Would you find each line in the entries below with the string "generated" and copy it?
Dataset entries section start
PR #97, opened 2024-07-24
chore!: break out BlobTx and IndexWrapper types into separate tx package

cmwaters:
While updating `celestia-app`, it felt out of place that BlobTx and IndexWrapper should be part of the `shares` package. This moves them out


README.md
```diff
@@ -7,8 +7,10 @@
 Package   | Description
 ----------|---------------------------------------------------------------------------------------------------------------------
 inclusion | Package inclusion contains functions to generate the blob share commitment from a given blob.
+proto     | Package contains proto definitions and go generated code
```
rootulp, line 10: [question] does this proto package actually exist? It looks like the proto definition for BlobTx and IndexWrapper are still inside proto/blob/v1

rootulp (approved):
Do we also want to move the proto definitions for BlobTx and IndexWrapper from `proto/blob/v1/blob.proto` to something like `proto/tx/blobtx.proto` and `proto/tx/indexwrapper.proto`

README.md
rootulp: put another way: there is no Go package named `proto`

rach-id (approved):

README.md
cmwaters: No but here is generated code in the proto directory and that's what I was referring to. I'm happy to remove it

cmwaters:
> Do we also want to move the proto definitions for BlobTx and IndexWrapper from `proto/blob/v1/blob.proto` to something like `proto/tx/blobtx.proto` and `proto/tx/indexwrapper.proto`

Yeah it seems more logical to separate them but we don't need to

README.md
rootulp: I thought this list was just Go packages but I can see an argument for expanding this list to all directories and not just Go packages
Dataset entries section end
--- Exercise response ---
+proto     | Package contains proto definitions and go generated code
cmwaters: No but here is generated code in the proto directory and that's what I was referring to. I'm happy to remove it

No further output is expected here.